The ability or inability to seek care over summer holidays and summer vacations was another factor, she said.
“Impacted patients not having family doctors or not as able to see family doctors for whatever reason, patients will come to the emergency, which is appropriate. We’re here to provide care.”
Staff shortages prompted temporary emergency department closures in smaller Ontario locales earlier this month, including in Clinton, Listowel, Seaforth, St. Marys, and Wingham.
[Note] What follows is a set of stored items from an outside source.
PR #1458, opened 2026-07-07
Incremental connectivity with DTree algorithm

### LINKED ISSUE #912: Incremental connectivity

In case of security analysis with remedial actions, we use a naive graph connectivity analysis. It is very slow!

A analysis of state-of-art incremental algorithms must be done. Depending on the results of the analysis, a new implementation must be developed to speed computations.

### Describe the motivation

_No response_

### Extra Information

_No response_

PoulpoGaz:

Fixes #912 

Feature

Security analysis with operator strategies uses NaiveGraphConnectivity which is slow.

This PR adds a new GraphConnectivity implementation: DTreeGraphConnectivity using the algorithm by [Chen et al, 2022](https://arxiv.org/pdf/2207.06887)  It has the following mathematical properties:
- addVertex: $\mathcal{O}(1)$,
- addEdge: $\mathcal{O}(h)$ where $h$ is the average depth. DTree maintains a set of trees and actively tries to reduce the average depth.
- removeEdge: $\mathcal{O}(h)$,
- getComponentNumber/getConnectedComponent : $\mathcal{O}(h)$.

In terms of performance, the total time required for connectivity is: 
- For a security analysis with ~5000 contingencies:
  - DTree: 0.23 s 
  - EvenShiloach: 0.46 s
  - Naive: 15.7 s
- ~5000 contingencies and, for each, one operator strategy with one action (close switch):
  - DTree: 8.71 s. It is possible to improve this time to 0.64 s, but this will be done in another PR.
  - Naive: 77.5 s

- [ ] Yes
- [x] No

**Other information**:

Algorithm description: https://arxiv.org/pdf/2207.06887
Authors' python implementation: https://github.com/qingchen3/D-tree/
Experimental study of existing algorithms: https://arxiv.org/pdf/2501.02278

DTree is an algorithm trying to minimizes something called $S_d$ or sum of distances. That's the sum of depth of every nodes. Because $S_d$ is linked to the complexity of all operations, the smaller it is, the faster DTree is. But, finding the minimal value takes too much time, so heuristics are used. Some heuristics were changed:
- Instead of searching the best replacement edge, the first one encountered is selected. It increases the sum of distances but improves performance of removeEdge.
- When inserting a non-tree edge whose endpoints have a depth difference $\Delta \geq 2$, the ancestor at distance $\Delta / 2 − 1$ from the deeper endpoint is disconnected from its parent, rather than disconnecting the ancestor at distance $\Delta − 2$ as in the original algorithm. It improves the sum of distances and performances.
- In queries, the centroid heuristic isn't used. It doesn't decrease the sum of distances that much and deteriorate performances.

The last two changes were proposed by [Xu et al, 2024](https://dl.acm.org/doi/abs/10.1145/3698805)

The following graph compares the evolution of sum of distances after each call to a method of GraphConnectivity (operation) between 4 implementations of DTree. This was done during a security analysis on a network with ~7000 buses, ~5500 contingencies and ~5500 operator strategies.
- `DTreeGraphConnectivity` selects the first replacement edge in `removeEdge` and uses $\Delta/2 - 1$ in `insertNonTeeEdge`. This is the proposed implementation in this PR.
- `Delta2DTreeGraphConnectivity` uses $\Delta - 2$ in `insertNonTreeEDge`
- `ReplaceWithBestDTreeGraphConnectivity` selects the best replacement edge
- `Delta2ReplaceWithBestDTreeGraphConnectivity` selects the best replacement edge and uses $\Delta - 2$ as in the algorithm's description.
DTree_vs_Delta2_vs_ReplaceWithBest_vs_Delta2ReplaceWithBest
Our implementation performs very well and is competitive compared to `ReplaceWithBestGraphConnectivity` which uses all heuristics to minimize the sum of distances.  In terms of performances, `ReplaceWithBestGraphConnectivity` is 3.6x-8.9x slower than `DTreeGraphConnectivity`. `Delta2ReplaceWithBest` is the slowest, 61x slower on big network (65000 buses). `Delta2DTreeGraphConnectivity` is the 2nd fastest, 2x slower than `DTreeGraphConnectivity`. These results justify the first two changes.

The following graph compare two DTree implementations: `DTreeGraphConnectivity` reroot tree during queries and `DTreeNoOptRerootGraphConnectivity` never reroot trees. They both have similar results. 
DtreeWithFindOptReroot_versus_Without
`DTreeGraphConnectivity` is also a bit faster. These results justify the last change.


src/main/java/com/powsybl/openloadflow/graph/dtree/AbstractSetView.java
```diff
@@ -0,0 +1,56 @@
...
+ * SPDX-License-Identifier: MPL-2.0
+ */
+package com.powsybl.openloadflow.graph;
+
+import java.util.AbstractSet;
+import java.util.Collection;
+import java.util.Iterator;
+
+/**
+ * @author Valentin Carrez {@literal <valentin.carrez at rte-france.com>}
```
flo-dup, line 22: Could you describe here what you call an AbstractSetView and why you need it

src/main/java/com/powsybl/openloadflow/graph/DTreeGraphConnectivity.java
```diff
@@ -0,0 +1,1063 @@
...
+ */
+public class DTreeGraphConnectivity<V, E> extends AbstractGraphConnectivity<V, E, DTreeGraphConnectivity.DTGraph<V, E>> {
+
+    public DTreeGraphConnectivity() {
+        super(new DTGraph<>());
+    }
+
+    @Override
+    protected void updateConnectivity(EdgeRemove<V, E> edgeRemove) {
+        componentSets = null;
```
flo-dup: Could you add a tiny comment here (and repeat it in the below methods) to explain why the update isn't done here

src/main/java/com/powsybl/openloadflow/graph/DTreeGraphConnectivity.java
```diff
@@ -0,0 +1,1063 @@
...
+    protected void updateComponents() {
+        if (componentSets != null) {
+            return;
+        }
+
+        DTGraph<V, E> graph = getGraph();
+        List<DTGraph<V, E>.DTNode> roots = graph.roots;
+
+        // sorting roots will sort components as components is a wrapper around roots
+        roots.sort((s1, s2) -> s2.size - s1.size);
```
flo-dup: Use `Comparator.comparingInt(root -> root.size).reversed()` for clarity

src/main/java/com/powsybl/openloadflow/graph/DTreeGraphConnectivity.java
```diff
@@ -0,0 +1,1063 @@
...
+        for (int i = 0; i < graph.roots.size(); i++) {
+            roots.get(i).rootIndex = i;
```
flo-dup: Is the gain worth the maintainability cost? graph.roots is most of the time a tiny list, so indexOf might be enough and avoids the risks of non synchronized information.

src/main/java/com/powsybl/openloadflow/graph/DTreeGraphConnectivity.java
```diff
@@ -0,0 +1,1063 @@
...
+
+    @Override
+    protected Set<V> getVerticesNotInMainComponent(V mainComponentVertex) {
+        // first determine the excluded tree: either the tree containing
+        // the mainComponentVertex, either the biggest tree
+        DTGraph<V, E>.DTNode excludedTree = getMainComponentRoot(mainComponentVertex);
+        return new VerticesNotInMainComponent(excludedTree);
+    }
+
+    private final class VerticesNotInMainComponent extends AbstractSetView<V> {
```
flo-dup: There are several inner final static classes (VerticesNotInMainComponent, DTGraph, DTNode, ...), which are big enough to be in separate files, this would better separate concerns and improve readability of DTree class. Could you put those DTree utility classes in a specific package?

src/main/java/com/powsybl/openloadflow/graph/DTreeGraphConnectivity.java
```diff
@@ -0,0 +1,1063 @@
...
+                return getGraph().rootOf((V) o) != excludedTree.findRoot();
+            }
+
+            return false;
+        }
+
+        @Override
+        public int size() {
+            if (size < 0) {
+                size = 0;
```
flo-dup: using streams might slightly improve readability?
```java
        size = getGraph().roots.stream()
                .filter(root -> root != excludedTreeRoot)
                .mapToInt(root -> root.size)
                .sum();
```

src/main/java/com/powsybl/openloadflow/graph/DTreeGraphConnectivity.java
```diff
@@ -0,0 +1,1063 @@
...
+                return true;
+            }
+
+            DTGraph<V, E> graph = getGraph();
+            while (index < graph.roots.size()) {
+                DTGraph<V, E>.DTNode next = graph.roots.get(index);
+                index++;
+
+                if (next != excludedTree) {
+                    curIt = getGraph().iterator(next);
```
flo-dup: the root node itself has enough information to create the iterator, so it's a bit strange to call the graph to create it. Maybe directly create the iterator here?

src/main/java/com/powsybl/openloadflow/graph/DTreeGraphConnectivity.java
```diff
@@ -0,0 +1,1063 @@
...
+            return biggestRoot;
+        }
+    }
+
+    @Override
+    public boolean supportTemporaryChangesNesting() {
+        return true;
+    }
+
+    public long computeSd() {
```
flo-dup: This method is only used in tests, I think you can remove it

src/main/java/com/powsybl/openloadflow/graph/DTreeGraphConnectivity.java
```diff
@@ -0,0 +1,1063 @@
...
+        return getGraph().sumOfDistances();
+    }
+
+    public static final class DTGraph<V, E> implements GraphModel<V, E> {
+
+        // map a vertex to a node in a spanning tree
```
flo-dup: Use standard javadoc comment 
```suggestion
        /** map a vertex to a node in a spanning tree */
```

src/main/java/com/powsybl/openloadflow/graph/DTreeGraphConnectivity.java
```diff
@@ -0,0 +1,1063 @@
...
+         * @param vertex the vertex whose tree root is to be returned.
+         * @return the root of the tree in which {@code vertex} is.
+         */
+        DTNode rootOf(V vertex) {
+            return vertexToTreeNode.get(vertex).findRootOptReroot();
+        }
+
+        // =============
+        // * INSERTION *
+        // =============
```
flo-dup: Could you remove these kind of comments? We don't use such comments in powsybl, and they don't bring much (although I must admit it helps me going through the review!). It's good that you sorted the methods in a logical way, but there's no need to add those

src/main/java/com/powsybl/openloadflow/graph/DTreeGraphConnectivity.java
```diff
@@ -0,0 +1,1063 @@
...
+            if (node == null) {
+                throw new IllegalArgumentException("no such vertex in graph: " + v);
+            }
+
+            return node;
+        }
+
+        /**
+         * Insert a non tree edge between {@code nodeU} (whose depth is {@code depthU})
+         * and {@code nodeV} (whose depth is {@code depthV}). The two node must be in the
```
flo-dup:
```suggestion
         * and {@code nodeV} (whose depth is {@code depthV}). The two nodes must be in the
```

src/main/java/com/powsybl/openloadflow/graph/DTreeGraphConnectivity.java
```diff
@@ -0,0 +1,1063 @@
...
+         *
+         * @param root the root of the tree in which an edge is to be added.
+         * @param nodeU one endpoint of the edge to add.
+         * @param depthU the depth of {@code nodeU}.
+         * @param nodeV the other endpoint of the edge to add.
+         * @param depthV the depth of {@code nodeU}
+         * @param edge edge linking {@code nodeU} and {@code nodeV}
+         * @return {@code true} if the edge inserted is a tree edge. This is true if |depthU - depthV| >= 2.
+         */
+        private boolean insertNonTreeEdge(DTNode root, DTNode nodeU, int depthU, DTNode nodeV, int depthV, Edge edge) {
```
flo-dup: You should rename this method or split it into two parts, as it's sometimes inserting a tree edge...

src/main/java/com/powsybl/openloadflow/graph/DTreeGraphConnectivity.java
```diff
@@ -0,0 +1,1063 @@
...
+                DTNode node = this;
+
+                while (node.parent != null) {
+                    node = node.parent;
+                }
+
+                return node;
+            }
+
+            private Pair<DTNode, Integer> findRootWithDepth() {
```
flo-dup: Rather return a inner Record than a Pair, it would be much more understandable than getValue / getKey

flo-dup (changes requested):

src/main/java/com/powsybl/openloadflow/graph/DTreeGraphConnectivity.java
```diff
@@ -0,0 +1,1063 @@
...
+
+                return next.vertex;
+            }
+        }
+
+        private final class Edge {
+            private final DTNode nodeU;
+            private final DTNode nodeV;
+            private final E edgeData;
+            private boolean treeEdge;
```
flo-dup: isn't this information already available easily in the nte sets of both corresponding nodes? removing it should have little impact on performances, it's the contains cost which is called each time an edge is removed (not many calls then) instead of maintaining a boolean

src/main/java/com/powsybl/openloadflow/graph/DTreeGraphConnectivity.java
PoulpoGaz: renamed to insertEdgeInComponent

src/main/java/com/powsybl/openloadflow/graph/DTreeGraphConnectivity.java
PoulpoGaz: I realized there is one more way to determine if an edge is a tree edge without maintaining a boolean: using the parent/child relationship. An Edge `edge` is a tree edge if one of the endpoint is the parent of the other one and `edge` is used to link them. The second part is to take into account multi-edges. This can be implemented like this: 
```java
nodeU.getParent() == nodeV && edge == nodeU.getParentEdge() 
|| nodeV.getParent() == nodeU && edge == nodeV.getParentEdge()
```
where `nodeU` and `nodeV` are the two endpoints.

I benchmarked the three versions by first running a security analysis and writing every call to GraphConnectivity in a file. Then, I loaded the file and used JMH to measure the average time needed to run all calls. This excludes the impact of OLF, but measuring precisely the time dedicated to connectivity and doing a security analysis is difficult. For all three versions, I have similar results across different inputs.

**Details**:
I have three versions of DTree:
- With boolean: version maintaining a treeEdge boolean
- With nte: version using the set of nte to distinguish between nte and tree edge as you suggested
- Check parent: version that uses the parent/child relationship

I have three inputs:
- 5541-1: security analysis on a network with ~7000 nodes on which 5541 contingencies each affecting one Line were simulated
- 5541-1/1: same as before but for each contingency there is an OperatorStrategy with one action (close switch)
- 10000-10/10: SA on a bigger network ~65000 nodes, with 10 000 contingencies each affecting 10 Lines and for each one OperatorStrategy with 10 actions (TerminalsConnectionAction)

I have the following results, all in "s/op".
| Parameter \ DTree | With boolean | With nte | Check parent |
|--------|--------|------|--------|
| 5541-1           | 0.009 ± 0,001 | 0.009 ± 0,001 | 0.009 ± 0,001 |
| 5541-1/1       | 1,725 ±  0,041 | 1,730 ±  0,063 | 1,720 ±  0,069 |
| 10000-10/10 | 0,266 ±  0,030 | 0,270 ±  0,006 | 0,263 ±  0,012 |

Overall, all DTree have similar results across all inputs. Using the nte set doesn't introduce significant overhead and is considerably simpler than the two other implementations. I think it is the right solution.

src/main/java/com/powsybl/openloadflow/graph/DTreeGraphConnectivity.java
PoulpoGaz: Instead of using an `ArrayList` to store roots, I can use a `LinkedHashSet`. This way, removing and adding a root can be fast but is still a bit slower than maintaining `rootIndex`. With this change, `rootIndex` serves only one purpose: getting the index of a component. So it only needs to be updated in `getComponentNumber`, which is done in `updateComponents`. So with this approach, there is no risk of unsynchronized information I think.

Nevertheless, I need to do one more thing in `updateComponents`, mapping DTNode to Component and storing them in `componentSets`. This can be costly when there are a lot of different connected components. However, sorting components and revalidating `rootIndex` are also costly.

Also, I don't use a `HashSet` because iterating over roots is slower. `HashSet` uses an array to store elements, but it can only grow. After all vertices are added, the length of the array is at least n (number of vertices) and will never be shrunk. Each time I want to iterate over roots, it will internally iterate over n elements instead of iterating only over the elements it will return, leading to a huge performance loss.

When benchmarking, i have the following results (op/s):

| Contingencies-Lines/OperatorStrategy-Actions | DTree ArrayList | DTree LinkedHashSet |
|--------|--------|--------|
| 5541-1 | 0,011 ± 0,001 | 0,011 ± 0,001 |
| 5541-1/1 | 1,985 ± 0,077 | 2,360 ± 0,038 |
| 10000-10/10-10 | 0,367 ± 0,008 | 0,407 ± 0,187 |

For 5541-1/1, there are 2011 roots! When using a `Set`, I need to copy them into `componentSets`, copy avoided when using an `ArrayList`. Hence the worse performances when using a Set.

PoulpoGaz: Accepted as the loss of performance is acceptable. However, I didn't remove methods manipulating roots (removeRoot, addRoot, replaceRoot) to simplify potential changes to the linked set of roots.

Elsewhere in Ontario, Kingston’s hospital organization announced over the weekend that it would cap at 120 the number of patients able to visit its Hotel Dieu Hospital every day as a result of staff shortages.
Emergency department staffing challenges and closures are also being seen at hospitals in other provinces.
MacDonald said the London-area closures hasn’t increased LHSC’s patient population significantly yet. “Whether it will, I don’t really know.”
“Ideally all (EDs) would be open 24-hours a day, seven days a week, but those are not the times in which we find ourselves.”
In a subsequent statement, a LHSC spokesperson said there was no formal plan in place to reduce service within the organization “at this time.”
“However, if a clinical area is experiencing (health human resource) constraints, it may result in a temporary reduction in services until staffing stabilizes. All avenues are being pursued to mitigate this issue and prevent disruptions to service. This is our highest priority,” the statement read.